Была ситуация, когда мы с режиссером шли по улице, и вдруг около нас остановился пикап, и реально бежит к нам просто куча тяжеловооруженных людей (смеется). Мы так немножко остановились, а около нас идет человек, буквально в метре, которого кладут лицом вниз, прикладом уложили, начинают его страшно шмонать. Мы понимаем, что, наверное, пора идти, раз к нам нет вопросов. В общем, было непросто. Там наркомафия действительно много что контролирует. Даже сам процесс так называемого ресерча, когда мы смотрели локации, сопровождался тем, что приходилось каждый раз передоговариваться, каждый раз получать разрешение, чтобы пройти еще один квартал, еще один квартал, еще один квартал. Ты так по фазам идешь. За нами едет какой-то пикап, чтобы нас подхватить в случае чего, и на каждом углу мы встречаемся с каким-то человеком, у которого наш проводник спрашивает разрешение, можно ли нам пройти дальше. Но это, в общем, наверное, для Мексики окей. У них своя специфика.
— Не проще было снять здесь в декорациях? Это же реально?

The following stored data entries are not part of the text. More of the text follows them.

PR #5866, opened 2026-08-18
 Fix authflow misconfiguration errors and messaging

carmenlau:
Promote `ErrStepNotFound`, `InvalidTargetStep`, and `InvalidFlowConfig` to non-recoverable errors with Error-level logging. Add `v2.error.flow-misconfigured` translation key wired into both `fatal_error.html` and `__error.html`. Add e2e test coverage for all three variants.

ref DEV-3759


fungc-io:
@carmenlau please update the translation

similar to 
```
"v2.page.oauth-provider-missing-credential.default.developer-warning": "[Developers] Missing configuration keys. Configure with your own keys in the Authgear Portal to enable {provider} login.",
```

These errors should be caught by the developer during their testing, so we use "[Developers]" at the beginning to indicate it's addressed to them

Change to:
```
"v2.error.flow-misconfigured": "[Developers] This Authentication Flow is misconfigured and can't be completed. Check your configuration in the portal."
```

Also, "Authentication Flow" should not be translated and should be kept as-is in other languages.

carmenlau:
Updated the copy!

tung2744 (approved):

— Сейчас есть возможность сделать что угодно в декорациях. Проблема одна — зритель не идиот. Если бы мы имели дело с идиотами, было бы у нас 300 млн идиотов — весь кинематограф был бы счастлив до соплей. Продюсеры по крайней мере очень были бы довольны. Но зритель не дурак, с ним сложно. Ему нужно показывать что-то, что мы бы сами смотрели. Мы не считаем зрителя тупее себя, поэтому если мы хотим сделать классное кино про Мексику, есть смысл снимать его в Мексике, а не выгораживать кактус, не ставить на фоне фикус и делать вид, что это Мексика с сомбреро.
— В каких самых сумасшедших местах вам приходилось работать?
— Какую-то сцену «Притяжения» мне ребята прислали на переписку в момент, когда я поднимался на вулкан. У меня был только мобильный телефон с плохой связью, я как-то сделал это в процессе подъема (смеется).
— В этом году вы стали креативным продюсером «НМГ Студии». Как проходит ваше сотрудничество? Ждут совместные проекты?
— Точно ждут. Я очень надеюсь, что у нас с НМГ большое совместное будущее. Я надеюсь, что мы сделаем совместное большое кино и сериалы, планов у нас много. Мы сейчас обсуждаем с ними тот пакет, который моя компания будет представлять. Это дело точно не ближайшего будущего. Мы очень медленно спустимся с горы, очень медленно, и потом всех покроем.
Справка «Известий»Андрей Золотарев — один из самых востребованных сценаристов на российском рынке, продюсер, режиссер. Работал над такими проектами, как «13 клиническая», «Триггер», «Спутник», «Лед», «Лед 2», «Притяжение», «Вторжение», и многими другими.